Exercise directions ->
Reproduce the records below; each should match the original exactly.

(Extracted material begins)

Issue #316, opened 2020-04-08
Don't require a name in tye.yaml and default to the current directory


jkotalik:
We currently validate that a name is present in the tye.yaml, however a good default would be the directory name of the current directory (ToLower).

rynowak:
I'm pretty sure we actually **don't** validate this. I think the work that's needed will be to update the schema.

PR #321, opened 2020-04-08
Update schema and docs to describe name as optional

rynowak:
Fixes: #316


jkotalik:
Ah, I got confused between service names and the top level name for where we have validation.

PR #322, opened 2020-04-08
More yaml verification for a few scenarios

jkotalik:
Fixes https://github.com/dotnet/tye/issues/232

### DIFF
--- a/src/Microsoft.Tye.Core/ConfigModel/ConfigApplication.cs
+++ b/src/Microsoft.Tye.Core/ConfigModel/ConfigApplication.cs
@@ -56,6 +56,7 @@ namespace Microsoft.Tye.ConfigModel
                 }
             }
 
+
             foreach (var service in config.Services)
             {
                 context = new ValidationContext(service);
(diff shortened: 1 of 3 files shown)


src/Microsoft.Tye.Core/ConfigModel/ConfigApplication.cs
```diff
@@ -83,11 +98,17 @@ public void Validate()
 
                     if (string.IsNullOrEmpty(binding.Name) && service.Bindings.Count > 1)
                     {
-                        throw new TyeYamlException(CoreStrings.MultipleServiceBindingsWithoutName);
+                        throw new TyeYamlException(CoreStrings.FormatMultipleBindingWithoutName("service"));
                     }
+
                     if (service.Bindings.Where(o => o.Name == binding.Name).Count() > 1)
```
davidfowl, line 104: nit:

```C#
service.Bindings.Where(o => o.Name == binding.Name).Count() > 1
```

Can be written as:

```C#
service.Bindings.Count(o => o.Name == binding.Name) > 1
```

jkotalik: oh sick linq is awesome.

(Extracted material ends)

Completed task ->
Issue #316, opened 2020-04-08
Don't require a name in tye.yaml and default to the current directory


jkotalik:
We currently validate that a name is present in the tye.yaml, however a good default would be the directory name of the current directory (ToLower).

rynowak:
I'm pretty sure we actually **don't** validate this. I think the work that's needed will be to update the schema.

PR #321, opened 2020-04-08
Update schema and docs to describe name as optional

rynowak:
Fixes: #316


jkotalik:
Ah, I got confused between service names and the top level name for where we have validation.

PR #322, opened 2020-04-08
More yaml verification for a few scenarios

jkotalik:
Fixes https://github.com/dotnet/tye/issues/232

### DIFF
--- a/src/Microsoft.Tye.Core/ConfigModel/ConfigApplication.cs
+++ b/src/Microsoft.Tye.Core/ConfigModel/ConfigApplication.cs
@@ -56,6 +56,7 @@ namespace Microsoft.Tye.ConfigModel
                 }
             }
 
+
             foreach (var service in config.Services)
             {
                 context = new ValidationContext(service);
(diff shortened: 1 of 3 files shown)


src/Microsoft.Tye.Core/ConfigModel/ConfigApplication.cs
```diff
@@ -83,11 +98,17 @@ public void Validate()
 
                     if (string.IsNullOrEmpty(binding.Name) && service.Bindings.Count > 1)
                     {
-                        throw new TyeYamlException(CoreStrings.MultipleServiceBindingsWithoutName);
+                        throw new TyeYamlException(CoreStrings.FormatMultipleBindingWithoutName("service"));
                     }
+
                     if (service.Bindings.Where(o => o.Name == binding.Name).Count() > 1)
```
davidfowl, line 104: nit:

```C#
service.Bindings.Where(o => o.Name == binding.Name).Count() > 1
```

Can be written as:

```C#
service.Bindings.Count(o => o.Name == binding.Name) > 1
```

jkotalik: oh sick linq is awesome.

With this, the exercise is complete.